The world seems so much better.Everything seems to have quietened down .Yes , I could do this .I can get used to this.For the last couple of days i've been feeling at peace, less irritated with myself ..much less bitter with everything around me. It feels good. The simplicity of life . I don't know why this is so . Maybe it's because of the influence of my friends . Who are much much wiser than I ..and their words of encouragement and the way they make me feel so important and special ... I wish this feeling never ends.Maybe I needed this peace to feel good again... I don't know what it is.. that i'm suddenly thinking straight ... That i'm not killing myself worrying... and the point is I don't care what the reason is ... Maybe it's the long drives that i've been taking for the last few days ... Or maybe its that i've been living alone for the past week ..I don't care ! This sms one of my friends send .. picks me up everytime I worry.... it said something like work with passion and emotion but don't get emotional .. wise words ....and one i hope to follow always .. This other person from college i talk to almost everyday has been so helpful .i wish i always have friends such as these....i can't imagine the mess i was in about four months ago .. (one i have none but myself to blame for ) and how i am feeling now..... just so many inspirations and friends to draw my strength from .I never want to let go of this new found me ... This is the me i want me to be ..forever . One that looks at the positive side of things ...one that forgives.. one that is quick to judge myself first before pointing a finger at anyone else... One that knows my faults are far greater and am much more the screwed up mentally than anyone else i dare to blame. Hope i can gather courage from the positive influences i have around me at present and never ever ever ....let go of this new found spirit i seem to have found.

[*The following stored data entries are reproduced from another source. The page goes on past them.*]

PR #699, opened 2024-07-02
feat: add typeschema resolver

jorisre:
This is the follow-up to the PR on #663  by [decs](https://github.com/decs) with merge conflicts resolved. Huge thanks to [decs](https://github.com/decs)

Bonus: 
- Update all dependencies to latest version and fix errors/warnings
- Migrate from prettier/eslint to biomejs ⚡ 
- Migrate from PNPM to Bun ⚡ 
- Migrate from lint-staged/husky to lefthook ⚡ 
- Fix build warnings
- Reduce bundle size for:
   - Arktype and might fix this issue #693 
   - Typeschema
   - Vine
   - Valibot

PR #837, opened 2026-01-28
fix(tests): fix all failing tests

### LINKED ISSUE #832: Many tests failing
I tried to run the tests with `bun run test` and ran into several issues. Initially, the tests would not run and Bun showed "No test files found, exiting with code 1". This was fixed by removing `'/\\.'` from the `vitest.config.ts`.

Once I got the tests running, I noticed that many are failing. Here's the output:

>Test Files  17 failed | 49 passed
Tests  44 failed | 213 passed

```
FAIL  arktype/src/__tests__/arktype.ts > arktypeResolver > should return a single error from arktypeResolver when validation fails
Error: Snapshot `arktypeResolver > should return a single error from arktypeResolver when validation fails 1` mismatched

- Expected
+ Received

  {
    "errors": {
      "accessToken": {
        "message": "accessToken must be a number or a string (was missing)",
        "ref": undefined,
-       "type": "required",
+       "type": "",
      },
      "birthYear": {
        "message": "birthYear must be a number (was a string)",
        "ref": undefined,
-       "type": "domain",
+       "type": "",
      },
...
```

[This PR](https://github.com/react-hook-form/resolvers/commit/18e423f670de6eddc3ca550e7505f6a24b469aad) changed the GitHub workflow to no longer run the tests in CI.

BrendanC23:
1. Remove `/\\.` from `vitest.config.ts`. This was necessary to fix the error `No test files found`. This can also be fixed by updating Vitest to version 4, but this has a change to how snapshots are stored. See [the migration guide](https://vitest.dev/guide/migration.html#changes-to-mocking). All of the tests are found by removing `/\\.`, so the Vitest upgrade is better in a later PR.
1. Inlined `z` in `vitest.config.ts` to spy on `parse()` from `zod/v4/core`. Without this, a `TypeError: Cannot redefine property: parse` error occurs.
1. Change `bun test` to `bun run test` in CONTRIBUTING.md. `bun test` runs Bun's native test runner, not the `test` script.
1. Add `Test` stage to `.github/workflows/main.yml`. It was removed in [this PR](https://github.com/react-hook-form/resolvers/pull/699) and the tests haven't been running in CI.
1. Fix failing tests

Notes:

1. All
    * Fixed tests that called `useForm` outside of a component. This fixed the errors `Error: Invalid hook call. Hooks can only be called inside of the body of a function component.` and `TypeError: Cannot read properties of null (reading 'useRef')`.
1. Arktype
    * [This PR](https://github.com/react-hook-form/resolvers/pull/753) changed from directly calling Arktype to using standard schema. Part of this transition was changing `type: error.code` to `type: ''` (because `error.code` is not part of the standard schema). This required an update to the snapshot.
1. Superstruct
    * Fix validation of schemas that perform coercion (`{ coerce: true }` must be passed in)
    * Added additional overload for type definition `superstructResolver` that improves handling of coerced schemas (This fixes a type error with the form values).
    * Fix definition of coercion schema so that it correctly converts from number to string
    * As mentioned in [this issue](https://github.com/ianstormtaylor/superstruct/issues/1159), there is no way to infer the input type of a coerced schema. A [separate PR](https://github.com/ianstormtaylor/superstruct/pull/1181/) would be necessary. Some of the type inference tests have been changed to manually provide the input type (this enables `watch` to return the correct value for a coerced schema).
1. Typeschema
    * The `for` loop was looping through the `schemaErrors` variable, but the current error was based on the `typeschemaErrors[0]` variable. This caused only the first error to be returned.
    * Change from spying on `typeschema.validate` to watching `schema["~standard"]`
1. Zod
    * Fixed Zod tests that spied on `schema.parse()` instead of `z4.parse()`
    * Added missing snapshots

Fixes https://github.com/react-hook-form/resolvers/issues/832

### DIFF
--- a/.github/workflows/main.yml
+++ b/.github/workflows/main.yml
@@ -28,6 +28,9 @@ jobs:
 
       - name: Lint
         run: bun lint
+      
+      - name: Test
+        run: bun run test
           
       - name: TS
         run: bun lint:types
--- a/CONTRIBUTING.md
+++ b/CONTRIBUTING.md
@@ -16,7 +16,7 @@ Here is a quick guide to doing code contributions to the library.
 
 4. If you've added a code that should be tested, ensure the test suite still passes.
 
-   > bun test
+   > bun run test
 
 5. Try to write some unit tests to cover as much of your code as possible.
 
--- a/arktype/src/__tests__/__snapshots__/arktype.ts.snap
+++ b/arktype/src/__tests__/__snapshots__/arktype.ts.snap
@@ -6,41 +6,41 @@ exports[`arktypeResolver > should return a single error from arktypeResolver whe
     "accessToken": {
       "message": "accessToken must be a number or a string (was missing)",
       "ref": undefined,
-      "type": "required",
+      "type": "",
     },
     "birthYear": {
       "message": "birthYear must be a number (was a string)",
       "ref": undefined,
-      "type": "domain",
+      "type": "",
     },
     "dateStr": {
       "message": "dateStr must be a Date (was missing)",
       "ref": undefined,
-      "type": "required",
+      "type": "",
     },
     "email": {
       "message": "email must be an email address (was "")",
       "ref": {
         "name": "email",
       },
-      "type": "pattern",
+      "type": "",
     },
     "enabled": {
       "message": "enabled must be boolean (was missing)",
       "ref": undefined,
-      "type": "required",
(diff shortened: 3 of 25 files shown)


bluebill1049:
sorry i missed this pr could you merge the latest?

bluebill1049 (approved):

yes .. life seems good again ! :-)
Happy New Year everyone ! :)
2 comments:
m happy coz of one line......u no the reason y.....m smiling like this.;-)my dad used to say battles or wars r first won in the mind itself..........n respect life itz a beautiful gift......tc...
great to get these positive vibes from u mate.was waiting for them ever since u started blogging.cheers,hope u have a year,filled with grit and zeal,like ur post.